This sorta work is chips away bread and butter, they could do that no problem. Would be a decent finish and wouldn't take long as its a pretty simple blow in job. Finish wont be as durable as OEM paint but then most stuff isn't.

Have a phone round bodyshops and ask for quotes. The rear bumper on a TT is pretty simple and should cost anywhere from 150-250 at a bodyshop to sort with a full respray. Price varies on location usually. But I would be looking to pay around the £200 mark for a rear bumper. If its much more than that I would ask why


----------



## Templar (Mar 9, 2012)

Yep..a couple of hundred quid would get you a good bumper off respray job. Better than a blow in in my opinion as the colour match would be better and wouldn't need to blend the paint into you quarter panel to hide the slight mismatch.

Let us know how you get on


----------



## simno44 (Aug 25, 2012)

I will guys thank you all very much for the advice.

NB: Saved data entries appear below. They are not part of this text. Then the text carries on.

PR #2515, opened 2019-03-25
build providers: support for provider setup

sergiusens:
Move checks and setup to the provider implementation.

LP: #1821586

-----

### DIFF
--- a/snapcraft/cli/lifecycle.py
+++ b/snapcraft/cli/lifecycle.py
@@ -14,12 +14,9 @@
 # You should have received a copy of the GNU General Public License
 # along with this program.  If not, see <http://www.gnu.org/licenses/>.
 
-import subprocess
 import logging
 import typing
-import sys
 import os
-from time import sleep
 
 import click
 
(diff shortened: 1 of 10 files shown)


snapcraft/internal/build_providers/errors.py
```diff
@@ -36,17 +36,19 @@ def __init__(self, *, provider: str) -> None:
...
-class ProviderCommandNotFound(ProviderBaseError):
+class ProviderNotFound(ProviderBaseError):
 
-    fmt = (
-        "{command!r} command not found: this command is necessary to build in "
-        "this environment.\n"
-        "Install {command!r} or if already installed, ensure it is "
-        "on the system PATH, and try again."
-    )
+    fmt = "You need {provider!r} setup to build snaps: {error_message}."
```
cmatsuoka: Shouldn't this be "set up"?

snapcraft/cli/lifecycle.py
```diff
@@ -14,32 +14,23 @@
...
     project_loader,
     steps,
-    repo,
 )
-from snapcraft.project._sanity_checks import (
-    conduct_project_sanity_check,
-    conduct_build_environment_sanity_check,
-)
-from snapcraft.project.errors import MultipassMissingInstallableError
+from snapcraft.project._sanity_checks import conduct_project_sanity_check
```
cmatsuoka: I believe this would be cleaner if conduct_project_sanity_check is exported by snapcraft.project instead of accessing project._sanity_checks directly from a different module.

sergiusens: the option is to either keep the module private or make the method private (with _).
I am not sure which I prefer, but considering that this is not part of the PR, I think we should leave as is :wink:

snapcraft/internal/build_providers/errors.py
sergiusens: Yeah, I guess

popey: "set-up" IMO

Issue #66, opened 2015-11-02
catkin plugin catches the wrong exception


sergiusens:
The plugin is catching `os.FileNotFound` when it should be catching `IOError`

PR #2519, opened 2019-03-29
packaging: use local patchelf

cmatsuoka:
Pull patchelf from the latest stable tag from the upstream repository,
which contains patches critical for snapcraft to work properly with
Go ELF binaries.

Noteworthy patches and issues fixed:

- Avoid inflating file sizes needlessly and allow binaries to be stripped
- patchelf --set-interpreter fails with `cannot find section` (#66)
- --set-interpreter gives "cannot find section" for go binary (#138)

LP: #1805205

-----


cmatsuoka:
This will require additional work. `--set-interpreter` is now working with patchelf bug 66 fixed, but bug 146/152 isn't and `--set-rpath` is making some binaries segfault.

Checking with readelf, we see the section layout in the gotty binary changing from:
```
  LOAD           0x00000000007e6000 0x0000000000be6000 0x0000000000be6000
                 0x0000000000083840 0x00000000000a5538  RW     0x1000
  DYNAMIC        0x00000000007e6140 0x0000000000be6140 0x0000000000be6140
                 0x0000000000000130 0x0000000000000130  RW     0x8
```
to
```
  LOAD           0x0000000000000000 0x0000000000400000 0x0000000000400000
                 0x00000000003b1330 0x00000000003b1330  R E    0x1000
  DYNAMIC        0x0000000000000270 0x0000000000400270 0x0000000000400270
                 0x0000000000000140 0x0000000000000140  RW     0x8
```
which will still cause problems with cgo binaries.

cmatsuoka:
Instead of fixing patchelf to be able to set rpath in Go binaries, we changed the strategy to relink dynamic executables with the system linker so that patchelf will be able to handle them. Patchelf 0.10 is still needed to set the interpreter without the workarounds put in place for patchelf 0.9. This solves the rpath setting problem for binaries we build (but not for pre-built dynamic Go binaries already linked with the Go linker).

sergiusens:
Looks good! Just wondering if you can add a spread test. Feel free to use the current cgo snap with a different spread task to make it classic, you can use the tooling to set a base and reset the yaml on restore as a template for setting `confinement` to `classic`.

snap/snapcraft.yaml
```diff
@@ -34,6 +34,18 @@ parts:
     stage:
       - snapcraft-completion
 
+  patchelf:
+    plugin: autotools
+    source: https://github.com/NixOS/patchelf
```
sergiusens: we can now use snapcore and it might be wise to do so now.

snapcraft/internal/elf.py
```diff
@@ -376,6 +377,16 @@ def load_dependencies(
                 library_paths.add(l.path)
         return library_paths
 
+    def is_dynamic_executable(self) -> bool:
+        # This way of answering the question is perhaps a bit OTT. But it works.
+        try:
+            ef = elftools.elf.elffile.ELFFile(open(self.path, "rb"))
+        except ELFError as e:
```
sergiusens: `as e` can be better expressed as `as elf_error`

cmatsuoka: Done.

snap/snapcraft.yaml
cmatsuoka: Done.

tests/spread/plugins/go/rpath-rewrite-cgo/task.yaml
```diff
@@ -0,0 +1,36 @@
...
+
+  snapcraft prime
+
+  if ! snap list go; then
+    echo "The go snap from the Snap Store should have been installed."
+    exit 1
+  fi
+
+  # Ensure binaries are properly patched
+  patchelf --print-rpath prime/bin/go-cgo | MATCH "/snap/core[0-9]*/current"
```
sergiusens: make this `/snap/snapcraft/current/bin/patchelf`

sergiusens: and if you really wanted some independence here, you you install binutils and use readelf for this :-)

snapcraft/internal/elf.py
```diff
@@ -376,6 +377,16 @@ def load_dependencies(
...
 
+    def is_dynamic_executable(self) -> bool:
+        # This way of answering the question is perhaps a bit OTT. But it works.
+        try:
+            ef = elftools.elf.elffile.ELFFile(open(self.path, "rb"))
+        except ELFError as elf_error:
+            logger.debug("ELFFile({}) failed: {}".format(self.path, elf_error))
+            return False
+        else:
+            return "PT_DYNAMIC" in [s.header.p_type for s in ef.iter_segments()]
```
sergiusens: just for reference, we also have https://github.com/snapcore/snapcraft/pull/2519/files#diff-f7cf307285f042f35434bbe680606c77R258 and those are all set as properties here https://github.com/snapcore/snapcraft/pull/2519/files#diff-f7cf307285f042f35434bbe680606c77R219 so it might be good to just do it on load, we can leave as is for now if we have a bug for this and a code comment TODO with the LP: # here

snapcraft/plugins/go.py
```diff
@@ -177,6 +178,16 @@ def build(self):
         for package in packages:
             binary = os.path.join(self._gopath_bin, self._binary_name(package))
             self._run(["go", "build", "-o", binary] + tags + [package])
+            # Relink with system linker if executable is dynamic in order to be
+            # able to set rpath later on. This workaround can be removed after
+            # https://github.com/NixOS/patchelf/issues/146 is fixed.
+            if self._is_classic:
+                if elf.ElfFile(path=binary).is_dynamic:
```
sergiusens: is there a reason for double nesting instead of using `and` here?

tests/fixture_setup/_unittests.py
```diff
@@ -128,37 +128,72 @@ def _fake_elffile_extract(self, path):
...
         glibc.add_version("GLIBC_2.2.5")
         glibc.add_version("GLIBC_2.26")
-        return (arch, "/lib64/ld-linux-x86-64.so.2", "", {glibc.name: glibc}, False)
+        return (
+            arch,
+            "/lib64/ld-linux-x86-64.so.2",
+            "",
+            {glibc.name: glibc},
+            False,
+            True,
```
sergiusens: maybe worth, maybe not, but a case for this last part of the Tuple returning False might be good.

snapcraft/plugins/go.py
cmatsuoka: No special reason, will turn into a single conditional.

tests/fixture_setup/_unittests.py
cmatsuoka: There is a test for static binaries where `is_dynamic` is set to False. It's the `fake-elf-static` test in line 163 (harder to see because indentation make it visually smaller than the other test cases).

sergiusens: Great.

I shall also give chips away a an email with the damage and see what they have to say.


----------



## the minty1 (Mar 27, 2011)

In the meantime to stop it getting worse, get some clear lacquer and and cocktail stick and apply at the edge of the peeling lacquer. Take your time obviously. It seeps into the slight gap and seals it. Not ideal but should stop the peeling till you get it looked at.


----------



## simno44 (Aug 25, 2012)

the minty1 said:


> In the meantime to stop it getting worse, get some clear lacquer and and cocktail stick and apply at the edge of the peeling lacquer. Take your time obviously. It seeps into the slight gap and seals it. Not ideal but should stop the peeling till you get it looked at.


That's not a bad idea. 
Thank you kindly .


----------